-- Opening Marker --

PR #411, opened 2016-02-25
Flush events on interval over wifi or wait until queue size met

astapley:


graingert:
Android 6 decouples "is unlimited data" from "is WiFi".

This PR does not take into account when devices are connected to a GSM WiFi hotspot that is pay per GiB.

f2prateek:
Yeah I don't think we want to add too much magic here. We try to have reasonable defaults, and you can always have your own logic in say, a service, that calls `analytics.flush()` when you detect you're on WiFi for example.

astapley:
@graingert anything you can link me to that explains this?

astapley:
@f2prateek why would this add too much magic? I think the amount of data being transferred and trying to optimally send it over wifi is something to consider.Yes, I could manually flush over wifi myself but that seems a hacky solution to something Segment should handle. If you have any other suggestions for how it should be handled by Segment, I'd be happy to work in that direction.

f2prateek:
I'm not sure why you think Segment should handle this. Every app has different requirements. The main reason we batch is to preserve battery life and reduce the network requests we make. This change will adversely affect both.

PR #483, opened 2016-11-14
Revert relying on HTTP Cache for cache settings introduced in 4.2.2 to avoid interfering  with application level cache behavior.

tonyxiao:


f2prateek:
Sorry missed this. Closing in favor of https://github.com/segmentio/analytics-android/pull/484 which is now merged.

-- Closing Marker --
-- Opening Marker --

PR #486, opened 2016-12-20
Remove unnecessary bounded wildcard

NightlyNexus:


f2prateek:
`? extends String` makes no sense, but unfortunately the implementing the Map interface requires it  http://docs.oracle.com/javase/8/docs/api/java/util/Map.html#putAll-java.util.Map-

-- Closing Marker --

Work required>
Search the listing for the word "graingert". Copy every line in which it occurs.

Completed task>
graingert:
@graingert anything you can link me to that explains this?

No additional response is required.